High dimensional data parameters

  • DATA_FILE Mandatory (alternatively with DATA_FILE_PREFIX). _Prefer this to_ DATA_FILE_PREFIX. Points to the HD data file.
  • DATA_FILE_PREFIX ___deprecated___ because it doesn’t behave like a prefix (unlike the original pipeline); use DATA_FILE instead.
  • DATA_TYPE Mandatory; must be R (raw values) or L (log transformed values).
  • LOG_BASE _Default:_ 2. If present must be 2. The log base for calculating log values.

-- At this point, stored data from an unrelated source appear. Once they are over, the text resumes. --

Issue #7759, opened 2022-09-17
[scroll-animations] Broader scope of scroll timelines 


fantasai:
From #7047, it might be worth looking into the ability to split the declaration of a timeline (together with its scoping) from its actual attachment to a scroll container.

This would allow authors, for example, to declare a name on a subtree and make it available to all descendants of that subtree, and attach it to a scroll container that is a descendant within the subtree. (At the top level, declaring the name on the root element would make it global.)

Maybe something like `scroll-timeline-attachment: local | defer | ancestor | closest` where:

- `local` has the current behavior of binding the name to this element’s scroll container
- `defer` declares and scopes the name, but does not bind it to a scroll container
- `ancestor` looks up the ancestor chain for a matching timeline name and attaches to that instance; failing a match, declares it locally
- `closest` looks back up the tree including previous siblings for a matching timeline name (same lookup as animation-timeline), and attaches to the first matching instance; failing a match, declares it locally

flackr:
Can we use this proposal to simplify the lookup of animation-timeline even further? I.e. if we can declare names on an ancestor and bind them later then we don't need the previous sibling lookup right? Just to make sure I understand this proposal fully is this something like:

```html
<style>
#parent {
  scroll-timeline-name: scroller;
  scroll-timeline-attachment: defer;
}
#scroller {
  scroll-timeline-name: scroller;
  scroll-timeline-attachment: ancestor;
}
#animated {
  animation-timeline: scroller;
}
</style>

<div id="parent">
  <div>
    <div id="animated"></div>
  </div>
  <div id="scroller"></div>
</div>
```

fantasai:
Agenda+ to discuss @flackr's suggestion to narrow the default scope to ancestors.

flackr:
@andruud any concerns with the proposal to instead allow pre-declaring a scroll/view timeline in an ancestor allowing the use of scrollers that have not been discovered yet? I imagine this may introduce some complexity to the implementation but it is certainly nice from an authoring POV, and would mean that we could eliminate the sibling scope visibility since authors could always move the declaration of the name to an ancestor element instead.

bramus:
In true staircase wit, thinking things over last night, I would like to reconsider – at least discuss things a bit more.

As it stands now, with `scroll-timeline-attachment`, an author needs to do three adjustments to hook onto a scroller that’s not a parent:

1. Find a common ancestor and duplicate the `scroll-timeline-name` there
[...]

PR #8680, opened 2023-04-04
[scroll-animations-1] Describe scroll/view-timeline-attachment

andruud:
Issue #7759.

### DIFF
--- a/scroll-animations-1/Overview.bs
+++ b/scroll-animations-1/Overview.bs
@@ -313,7 +313,7 @@ spec: cssom-view-1; type: dfn;
 	and then referenced by name.
 	See [[#timeline-scope]].
 
-	Named scroll progress timelines are declared in the [=coordinated value list=]
+	Named [=scroll progress timelines=] are declared in the [=coordinated value list=]
 	constructed from the [=longhands=] of the 'scroll-timeline' [=shorthand property=],
 	which form a [=coordinating list property group=]
 	with 'scroll-timeline-name' as the [=coordinating list base property=].
@@ -325,15 +325,20 @@ spec: cssom-view-1; type: dfn;
 	Name: scroll-timeline-name
 	Value: none | <<custom-ident>>#
 	Initial: none
-	Applies to: [=scroll containers=]
+	Applies to: all elements
 	Inherited: no
 	Computed value: the keyword ''scroll-timeline-name/none'' or a list of <<custom-ident>>s
 	Animation type: not animatable
 	</pre>
 
 	Specifies names for the [=scroll progress timelines=]
-	associated with this [=scroll container=].
-	The axis for this timeline is given by 'scroll-timeline-axis'.
+	declared by this element.
+
+	On boxes that are not [=scroll containers=],
+	only names with a 'scroll-timeline-attachment'
+	of ''scroll-timeline-attachment/defer''
+	are considered for [[#timeline-scope|scoping and lookup]];
+	any other name declarations are ignored.
 
 ### Axis of a Scroll Progress Timeline: the 'scroll-timeline-axis' property ### {#scroll-timeline-axis}
 
@@ -347,15 +352,13 @@ spec: cssom-view-1; type: dfn;
 	Animation type: not animatable
 	</pre>
 
-	Specifies an axis for each [=scroll progress timeline=]
-	associated with this [=scroll container=].
-	The name for this timeline is given by 'scroll-timeline-name'.
+	Specifies an axis for each named [=scroll progress timeline=]
+	sourced from this [=scroll container=].
 
 	Values are as defined for ''scroll()''.
 
-	Note: This property has no effect on [=scroll progress timelines=]
-	that are declared on this element
-	but whose [=attachment=] is ''scroll-timeline-attachment/defer''.
+	Note: This property has no effect when combined
+	with a 'scroll-timeline-attachment' of ''scroll-timeline-attachment/defer''.
 
 ### Attachment of a Scroll Progress Timeline: the 'scroll-timeline-attachment' property ### {#scroll-timeline-attachment}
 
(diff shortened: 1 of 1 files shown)


scroll-animations-1/Overview.bs
```diff
@@ -353,20 +354,113 @@ spec: cssom-view-1; type: dfn;
...
+		}
+		</pre>
+	</div>
+
 ### Scroll Timeline Shorthand: the 'scroll-timeline' shorthand ### {#scroll-timeline-shorthand}
 
 	<pre class='propdef shorthand'>
 	Name: scroll-timeline
-	Value: [ <<'scroll-timeline-name'>> <<'scroll-timeline-axis'>>? ]#
+	Value: [ <<'scroll-timeline-name'>> [ <<'scroll-timeline-axis'>> | <<'scroll-timeline-attachment'>> ] ? ]#
```
flackr, line 448: This makes it impossible for the descendent to declare the axis unfortunately. In order to avoid an axis specified on the deferred attachment It would have to be split up into that value which I'm not sure is something we do. e.g.

```
Value: [ <<'scroll-timline-name'>> 'defer' | <<'scroll-timline-name'>> <<'scroll-timeline-axis'>>? 'ancestor'? ]#
```

I'm fine with just doing the simple thing and having them all in the shorthand if this isn't speccable.

bramus:
Looks good. Thank you, Anders.

scroll-animations-1/Overview.bs
andruud: Ah, yes, good point. Fixed (did the simple thing for now).

Although something like what you said does seem speccable. "Splitting" the value to achieve something special doesn't seem too far off from what we're doing in e.g. https://drafts.csswg.org/css-text-4/#white-space-property.

So maybe we could do:  `<<'scroll-timeline-name'>> [ defer | [ <<'scroll-timeline-axis'>> ancestor? ] ]?`

But maybe we leave this for a separate PR, for maximum bikeshedding.

scroll-animations-1/Overview.bs
```diff
@@ -353,18 +354,105 @@ spec: cssom-view-1; type: dfn;
...
+		}
+
+		#root #target {
+			animation: anim auto;
+			animation-timeline: mytimeline;
+		}
+
+		#root #target + #scroller {
+			scroll-timeline-name: mytimeline;
+		  scroll-timeline-attachment: ancestor;
```
flackr, line 439: nit: inconsistent indentation in this code sample.

flackr (approved):
Looks good to me

scroll-animations-1/Overview.bs
andruud: Thanks, done.

scroll-animations-1/Overview.bs
```diff
@@ -149,9 +149,10 @@ spec: cssom-view-1; type: dfn;
 	(<var>[=scrollable overflow=] size</var> &minus;
 		<var>[=scroll container=] size</var>)
 
-	If the 0% position and 100% position coincide
-	(i.e. the denominator in the [=timeline/current time=] formula is zero),
-	the timeline is [=inactive timeline|inactive=].
+	The timeline is [=inactive timeline|inactive=] when:
+	- The 0% position and 100% position coincide
+	(i.e. the denominator in the [=timeline/current time=] formula is zero), or
+	- The timeline has no [=current attachment=].
```
fantasai, line 155: This section (see section title) is about calculating progress, not about when the timeline is inactive.

scroll-animations-1/Overview.bs
```diff
@@ -695,18 +788,43 @@ spec: cssom-view-1; type: dfn;
...
-	Value: [ <<'view-timeline-name'>> <<'view-timeline-axis'>>? ]#
+	Value: [ <<'view-timeline-name'>> [ <<'view-timeline-axis'>> || <<'view-timeline-attachment'>> ]? ]#
 	Applies to: all elements
 	</pre>
 
 	This property is a [=shorthand=] for setting
-	'view-timeline-name' and 'view-timeline-axis'
-	in a single declaration.
-	It does not set 'view-timeline-inset'.
+	'view-timeline-name', 'view-timeline-axis' and 'view-timeline-attachment'
```
fantasai, line 826: Oxford comma

fantasai (changes requested):
@andruud I know I'm asking for a bit of a conceptual rewrite... if you prefer for me to draft it up for you, just lmk, and I'll add it as a commit on this branch. (I was planning to work on this today anyway.)

scroll-animations-1/Overview.bs
```diff
@@ -353,18 +354,105 @@ spec: cssom-view-1; type: dfn;
...
+	Computed value: a list of the keywords specified
+	Animation type: not animatable
+	</pre>
+
+	Specifies attachment behavior for each [=scroll progress timeline=]
+	associated with this element.
+
+	A scroll timeline has a set of <dfn>attachments</dfn>,
+	that determine which [=scroll container=] and {{ScrollTimeline/axis}} to use
+	when calculating the [progress of the timeline](#scroll-timeline-progress).
```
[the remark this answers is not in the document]
andruud: Right, it seemed logical to me that `scroll-timeline-*` would actually define and create scroll timelines (regardless of their nature), and then `scroll-timeline-attachment` would describe how these timelines attach together (it's what it sounds like, isn't it?).

Let me give you some minimal background about this solution, _not_ to "prove" that "scope the name" isn't a viable way to spec (maybe it is), but to help you write the best possible spec. :-)

Suppose that we had elements A, B and C that appear in that order in the tree.

```
  A {
    scroll-timeline: mytimeline defer;
  }
  A B {
    animation: anim auto;
    animation-timeline: mytimeline;
  }
  A B + C {
    scroll-timeline: mytimeline ancestor;
  }
```

 - First we resolve the style for A. In "scope the name", this yields no timeline.
 - Then we resolve the style for B. Doing so creates CSS animations that have no timeline, since we can't find "mytimeline".
 - Then we resolve the style for C. This creates "mytimeline", which is now reachable via A.

But animations from B already decided that they have no timeline, and have no memory or knowledge that they should _now_ be connected to some timeline after all. At least, they don't without additional spec concepts, and explicitly deferred timelines was an attempt at specifying such a concept!

My support for this feature was predicated on attachment hackery being an [aspect of the timeline (comment)](https://github.com/w3c/csswg-drafts/issues/7759#issuecomment-1413582984), and I still think this is the only realistically possible way to do it. In particular, animations should be allowed to remain agnostic of said hackery without having its timeline replaced in some awkward "fixup" step.

andruud:
> if you prefer for me to draft it up for you, just lmk, and I'll add it as a commit on this branch

@fantasai If you are dead set on "scope a name", then yes please, as I'm not sure how to actually spec that. No point in me trying to guess what you would have written. :-)

See other comment, though.

scroll-animations-1/Overview.bs
andruud: Done.

scroll-animations-1/Overview.bs
```diff
@@ -496,9 +584,10 @@ spec: cssom-view-1; type: dfn;
 		the [=scroll offset=] corresponding to
 		the end of the ''animation-timeline-range/cover'' range
 
-	If the 0% position and 100% position coincide
-	(i.e. the denominator in the [=timeline/current time=] formula is zero),
-	the timeline is [=inactive timeline|inactive=].
+	The timeline is [=inactive timeline|inactive=] when:
+	- The 0% position and 100% position coincide
+	(i.e. the denominator in the [=timeline/current time=] formula is zero), or
+	- The timeline has no [=current attachment=].
```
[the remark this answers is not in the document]
andruud: Done.

scroll-animations-1/Overview.bs
andruud: Done.

scroll-animations-1/Overview.bs
```diff
@@ -695,18 +788,43 @@ spec: cssom-view-1; type: dfn;
...
+	Value: [ <<'view-timeline-name'>> [ <<'view-timeline-axis'>> || <<'view-timeline-attachment'>> ]? ]#
 	Applies to: all elements
 	</pre>
 
 	This property is a [=shorthand=] for setting
-	'view-timeline-name' and 'view-timeline-axis'
-	in a single declaration.
-	It does not set 'view-timeline-inset'.
+	'view-timeline-name', 'view-timeline-axis' and 'view-timeline-attachment'
+	in a single declaration. It does not set 'view-timeline-inset'.
```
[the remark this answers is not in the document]
andruud: Done.

scroll-animations-1/Overview.bs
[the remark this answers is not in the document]
andruud: > Also, multiple attachments should not be a fundamental data structure in CSS, they're an error condition. You can implement error handling data structures however you want internally, but let's not write the spec as if they're fundamentally how this works.

Done, FWIW.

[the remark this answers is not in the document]
andruud: I'm stating the obvious maybe, but having deferred names affect timeline lookups (i.e. affect what animation-timeline sees) creates a circular dependency within the same frame.

```
<A>
  <B>
  </B>
</A>
```

```
@keyframes anim {
  from { --x:0; }
  to { --x:0; }
}

A {
  --x:1;
  scroll-timeline: timeline defer;
  animation: anim auto;
  animation-timeline: timeline;
}

@container style(--x:1) {
  B {
    scroll-timeline: timeline ancestor;
  }
}
```

If the computed value of `--x` on `A` is `1`, then timeline on `B` should have been reachable via the deferred name on `A`, and `--x` on `A` must be `0`.

(This is a problem with or without style queries, but style queries makes it more obvious).

I said earlier that maybe there is a way to make this work as "scopes as a name", but I'm increasingly convinced that it's not.

scroll-animations-1/Overview.bs
```diff
@@ -662,6 +743,10 @@ spec: cssom-view-1; type: dfn;
 	Specifies an axis for each named [=view progress timeline=]
 	associated with this [=scroll container=].
 
+	The [=used value=] of 'view-timeline-axis'
+	is the axis of the timeline's [=attachment=],
+	or the initial value if there is no [=attachment=].
```
fantasai, line 748: Same as above.

scroll-animations-1/Overview.bs
```diff
@@ -353,18 +353,99 @@ spec: cssom-view-1; type: dfn;
...
+		  to { color: green; }
+		}
+
+		#root {
+		  scroll-timeline-name: mytimeline;
+		  scroll-timeline-attachment: defer;
+		}
+
+		#root #target {
+		  animation: anim auto;
```
fantasai, line 426:
```suggestion
		  animation: anim;
```

We're still discussing whether `auto` is a valid keyword inside `animation`, but it's definitely the initial value for `animation-duration` so leaving it off will work.

scroll-animations-1/Overview.bs
```diff
@@ -353,18 +353,99 @@ spec: cssom-view-1; type: dfn;
...
+
+		<pre class=lang-css>
+		@keyframes anim {
+		  from { color: red; }
+		  to { color: green; }
+		}
+
+		#root {
+		  scroll-timeline-name: mytimeline;
+		  scroll-timeline-attachment: defer;
```
fantasai, line 422: Do we want to use the shorthand syntax in the examples? Since that is usually the best practice.

fantasai (changes requested):
Some review comments on what you've got so far.

fantasai:
Pushed a commit with some minor clean-ups. (I'll try to figure out filing a PR against a PR for the name-scoping bit, though, so you can review it. :)

scroll-animations-1/Overview.bs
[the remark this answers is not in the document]
fantasai: I'm not sure how changing how we describe it affects this case? In your text, the timeline is inactive until it's bound; doesn't that mean the keyframes aren't applied?

fantasai:
@andruud I opened https://github.com/andruud/csswg-drafts/pull/1 to recast this in terms of a name binding. There are some additional wording fixes there, so if we end up going with this base version I'll need to port them over; but I didn't want to force-rebase your branch over a new main, so... it's a bit messy on that point. :/

fantasai:
CC @tabatkins for opinions...

scroll-animations-1/Overview.bs
andruud: Yeah, makes sense. Not sure why I used longhands.

scroll-animations-1/Overview.bs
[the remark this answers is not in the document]
andruud: In your PR, deferred names _don't_ affect timeline lookups, so it's fine. I didn't know you were just going to change how we describe it. :-)

> In your text, the timeline is inactive until it's bound; doesn't that mean the keyframes aren't applied?

In the first frame, the timeline is inactive because it doesn't have a state yet. This state is updated at a specific point in the frame (before the style update), and we're already beyond that point for the _current_ frame. When we resolve the style for B in this frame, timelines attach to each other, but it has no immediate affect on any timeline state. The timeline on A is still inactive.

In the _next_ frame, the state of all scroll timelines are updated. In this moment (only in this moment), the attachments matter, because we use the attached timeline to produce the state. In the subsequent style resolution, the animation applies this time, and we get `--x:0`. This removes the timeline on B, leaving the deferred timeline with no attachments. This (again) does not affect the state of the timeline this frame. The computed value of `--x` is still `0`.

In the next frame after that, the timeline once again becomes inactive, because it has no attachments at the time of the state update. So we actually switch between the two states every frame. But there is no circularity _within the same frame_, as a lookup-affecting version of "scopes a name" would have caused.

I'm not sure if that answers the question ...

(Note that I'm ignoring our handling of [initially stale](https://drafts.csswg.org/scroll-animations-1/#initially-stale) timelines in the above, so what would _really_ happen would require an even longer explanation).

andruud:
Thanks @fantasai, that looks good to me if we can eliminate the circularity there. :-)

scroll-animations-1/Overview.bs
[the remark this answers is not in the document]
fantasai: > In your PR, deferred names don't affect timeline lookups, so it's fine.

Yeah, because you said that would be bad. :) My first instinct was to have them be invisible, because in CSS we usually ignore things that are invalid (treat them as if they didn't exist)...

> I'm not sure if that answers the question ...

It does. What a terrible scenario.

fantasai:
@andruud I committed a bunch of editorial improvements to try to address @tabatkins's review that it wasn't very understandable. :) Hoping this is good to land now (but we should DEFINITELY squash the history into a single co-authored commit).

andruud:
@fantasai This is very clean now to my eyes. (But of course I'm tainted by already knowing how it should work :-)).

> DEFINITELY squash

For sure. :-)

fantasai:
@andruud OK, merged. Thanks for working on this with me!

  • SRC_LOG_BASE Has to be specified only with DATA_TYPE=L. Specifies which logarithm base was used for transforming the data values.
  • MAP_FILENAME Mandatory. Filename of the mapping file.
  • ALLOW_MISSING_ANNOTATIONS _Default:_ N. Y for yes, N for no. Whether the job should be allowed to continue when the data set doesn’t provide data for all the annotations (here probes).
  • SKIP_UNMAPPED_DATA _Default:_ N. If Y then it ignores data points that have no subject mapping. Otherwise (N) gives an error for such data points.
  • ZERO_MEANS_NO_INFO _Default:_ N. If Y then the rows with raw values equal 0 would be filtered out. Otherwise (N) they will be inserted to the database.
    The flag applies to most of HD data types. It does not effect CNV (ACGH) data. For RNAseq read count data the check on zeros happens based on normalized read count.